Jonas WagnerKleinbauern fordern Klimahilfe: "Unsere Existenz steht auf dem Spiel"
Bauernvertreter aus ganz Afrika, Asien, Lateinamerika und dem Pazifikraum trafen sich in Bonn zu den Tagungen der Nebenorgane der UN-Klimarahmenkonvention. Sie vertraten 95 Millionen Kleinbäuerinnen und Kleinbauern und forderten dringendes Handeln, um die Klimafolgen für die Landwirtschaft zu bewältigen. Im Mittelpunkt der Diskussionen stand die zentrale Rolle von Familienbetrieben für die globale Ernährungssicherheit und Resilienz.
Auf der SB64 sprachen Esther Penunia, Stephen Muchiri und Thomas Patriota über die wachsenden Herausforderungen, denen sich Familienbetriebe gegenübersehen. Sie verwiesen auf Klimafolgen und schwankende Produktionskosten als gravierende Bedrohungen für ihre Existenzgrundlage. Auch das El-Niño-Phänomen wurde thematisiert, das weltweit Niederschlagsmuster stört und die landwirtschaftliche Produktion beeinträchtigt.
Das Bündnis Familienbetriebe für Klimaschutz schlug einen Resilienz- und Ermächtigungsfonds für Bäuerinnen und Bauern vor. Dieser Fonds soll Klimafinanzierung direkt an Bauernorganisationen weiterleiten. Derzeit erhalten nur 0,36 Prozent der internationalen Klimafinanzierung für Anpassungsmaßnahmen Kleinbäuerinnen und Kleinbauern sowie ihre Verbände direkt.
Familienbetriebe erzeugen mehr als die Hälfte der weltweiten Nahrungskalorien und sichern ländliche Gemeinschaften weltweit.

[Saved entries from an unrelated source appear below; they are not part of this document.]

PR #3528, opened 2021-04-08
historyarchive: Archivist slow scan missing

graydon:
<details>
  
### PR Structure

  otherwise).
  packages.

### Thoroughness

* [X] (NA) I've updated any docs ([developer docs](https://www.stellar.org/developers/reference/), `.md`

### Release planning

* [X] (NA) I've updated the relevant CHANGELOG ([here](services/horizon/CHANGELOG.md) for Horizon) if
* [X] (No) I've decided if this PR requires a new major/minor version according to
</details>

### What

This change fixes a bug in archivist that causes it to mis-report archives as "not missing files" when they are, in fact, missing files. Fairly serious condition. It's caused on archives accessed through http -- which resorts to a slow-scan path that probes each file one by one using HEAD -- rather than archives like s3 that can be fast-scanned with a list command.

### Why

Existing behaviour is wrong. It treats "we got information about a file at all" as meaning "the file is there", even when the information we got is "the file is not there". Classic sort of 3-value-logic mistake on my part.

### Known limitations

None I'm aware of.

### DIFF
--- a/historyarchive/scan.go
+++ b/historyarchive/scan.go
@@ -363,8 +363,8 @@ func (arch *Archive) CheckCheckpointFilesMissing(opts *CommandOptions) map[strin
 	for _, cat := range Categories() {
 		missing[cat] = make([]uint32, 0)
 		for ix := range opts.Range.GenerateCheckpoints(arch.checkpointManager) {
-			fileExists, mapEntryExists := arch.checkpointFiles[cat][ix]
-			if !fileExists || !mapEntryExists {
+			fileExists := arch.checkpointFiles[cat][ix]
+			if !fileExists {
 				missing[cat] = append(missing[cat], ix)
 			}
 		}
--- a/historyarchive/scan.go
+++ b/historyarchive/scan.go
@@ -348,8 +348,8 @@ func (arch *Archive) NoteExistingBucket(bucket Hash) {
 func (arch *Archive) NoteReferencedBucket(bucket Hash) bool {
 	arch.mutex.Lock()
 	defer arch.mutex.Unlock()
-	_, exists := arch.referencedBuckets[bucket]
-	if exists {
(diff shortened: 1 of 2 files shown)


historyarchive/scan.go
```diff
@@ -377,8 +377,8 @@ func (arch *Archive) CheckBucketsMissing() map[Hash]bool {
 	defer arch.mutex.Unlock()
 	missing := make(map[Hash]bool)
 	for k := range arch.referencedBuckets {
-		_, ok := arch.allBuckets[k]
-		if !ok {
+		bucketExists, mapEntryExists := arch.allBuckets[k]
+		if !bucketExists || !mapEntryExists {
```
bartekn, line 381: nit: `allBuckets` is `map[Hash]bool` so we can exploit a default value:
```suggestion
		bucketExists := arch.allBuckets[k]
		if !bucketExists {
```

historyarchive/scan.go
```diff
@@ -363,8 +363,8 @@ func (arch *Archive) CheckCheckpointFilesMissing(opts *CommandOptions) map[strin
 	for _, cat := range Categories() {
 		missing[cat] = make([]uint32, 0)
 		for ix := range opts.Range.GenerateCheckpoints(arch.checkpointManager) {
-			_, ok := arch.checkpointFiles[cat][ix]
-			if !ok {
+			fileExists, mapEntryExists := arch.checkpointFiles[cat][ix]
+			if !fileExists || !mapEntryExists {
```
bartekn, line 367: nit: I think we should be able to do the same thing here:
```suggestion
			fileExists := arch.checkpointFiles[cat][ix]
			if !fileExists {
```

bartekn (approved):
LGTM, 2 nit comments.

PR #3529, opened 2021-04-08
strkey: Check for leftover character to be in the expected alphabet

2opremio:
Found this while working on #3527

### DIFF
--- a/strkey/main.go
+++ b/strkey/main.go
@@ -207,11 +207,12 @@ func decodeString(src string) ([]byte, error) {
 	//    which we have for checked above). If there are any leftover bits, they should be set to 0
 	if leftoverBits > 0 {
 		lastChar := srcBytes[len(srcBytes)-1]
-		if int(lastChar) >= len(decodingTable) {
-			// let's output an error matching the errors from the base32 decoder invocation below
+		decodedLastChar := decodingTable[lastChar]
+		if decodedLastChar == 0xff {
+			// The last character from the input wasn't in the expected input alphabet.
+			// Let's output an error matching the errors from the base32 decoder invocation below
 			return nil, errors.Wrap(base32.CorruptInputError(len(srcBytes)), "base32 decode failed")
 		}
-		decodedLastChar := decodingTable[lastChar]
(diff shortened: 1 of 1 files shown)


strkey/main.go
```diff
@@ -207,6 +207,10 @@ func decodeString(src string) ([]byte, error) {
 	//    which we have for checked above). If there are any leftover bits, they should be set to 0
 	if leftoverBits > 0 {
 		lastChar := srcBytes[len(srcBytes)-1]
+		if int(lastChar) >= len(decodingTable) {
```
tamirms, line 210: `decodingTable` has a size of 256. assuming `lastChar` is a byte shouldn't it always be in the range of 0-255?

2opremio: That is totally true (🤦 ). Instead we should be checking for a decoded value of `0xff` for the error (otherwise we can get an unintuitive `non-canonical strkey` error when the problem is the input alphabet).

2opremio:
@tamirms PTAL

tamirms (approved):

strkey/main.go
```diff
@@ -208,6 +208,11 @@ func decodeString(src string) ([]byte, error) {
 	if leftoverBits > 0 {
 		lastChar := srcBytes[len(srcBytes)-1]
 		decodedLastChar := decodingTable[lastChar]
+		if decodedLastChar == 0xff {
+			// The last character from the input wasn't in the expected input alphabet.
+			// Let's output an error matching the errors from the base32 decoder invocation below
+			return nil, errors.Wrap(base32.CorruptInputError(len(srcBytes)), "base32 decode failed")
+		}
```
leighmcculloch, line 215: Could you add a test for this bug being fixed? This seems pretty critical to be tested, but I don't see tests being updated or added.

leighmcculloch (commented):
Nice find! One request below.

strkey/main.go
2opremio: Unlike my initial analysis, it's not critical at all (check the comment from @tamirms ). This PR ended up just being a small error refinement.

PR #4409, opened 2022-05-25
protocols/horizon: Change Transaction.AccountSequence to int64

bartekn:
<details>
  
### PR Structure

  otherwise).
  packages.

### Thoroughness

### Release planning

</details>

### What

Change `protocols/horizon.Transaction.AccountSequence` to `int64` from `string`.

### Why

There shouldn't be any extra parsing required in Go since `AccountSequence` returned by Horizon will be always a valid int64 value. We can make sure the value is rendered as a string to support JS using `string` tag.

### Known limitations

[TODO or N/A]


services/horizon/internal/resourceadapter/operations_test.go
```diff
@@ -14,11 +14,12 @@ import (
 )
 
 func TestNewOperationAllTypesCovered(t *testing.T) {
+	tx := &history.Transaction{TransactionWithoutLedger: history.TransactionWithoutLedger{AccountSequence: "1"}}
```
sreuland, line 17: would it help for consistency of AccountSequence type to also have 'TransactionWithoutLedget.AccountSequence' type int64 also?

sreuland (approved):
LGTM, thanks!

protocols/horizon/main.go
```diff
@@ -511,7 +511,7 @@ type Transaction struct {
 	Account           string    `json:"source_account"`
 	AccountMuxed      string    `json:"account_muxed,omitempty"`
 	AccountMuxedID    uint64    `json:"account_muxed_id,omitempty,string"`
-	AccountSequence   string    `json:"source_account_sequence"`
+	AccountSequence   int64     `json:"source_account_sequence,string"`
```
Shaptic, line 514: Is this a breaking change to the Go SDK?

Also, we have some other fields like this (that are `string`s but could be `int64`s). We should probably do a pass to find them all (this came up briefly during P19).

bartekn: > Is this a breaking change to the Go SDK?

Yes, this is a breaking change. However this will probably allow Go SDK users to remove some conversion code.

> Also, we have some other fields like this (that are strings but could be int64s). We should probably do a pass to find them all (this came up briefly during P19).

Sounds good. I changed this one because it simplifies the code in Starbridge. I did a quick pass and couldn't find anything else but if there are other instances of this we should definitely change them to ints.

Als Lösungsansätze präsentierten die Vertreter bäuerlich geführte Konzepte wie agroökologische und naturfördernde Methoden, um Resilienz zu stärken und die Biodiversität zu erhalten.
Das Bündnis betonte, dass Klimafinanzierung Kleinbäuerinnen und Kleinbauern wirksamer erreichen müsse. Dies sei entscheidend für den Aufbau widerstandsfähiger Ernährungssysteme und die Erreichung der Klimaziele. Die Unterstützung von Familienbetrieben werde zudem als Investition in die globale Ernährungssicherheit und nachhaltige ländliche Räume verstanden.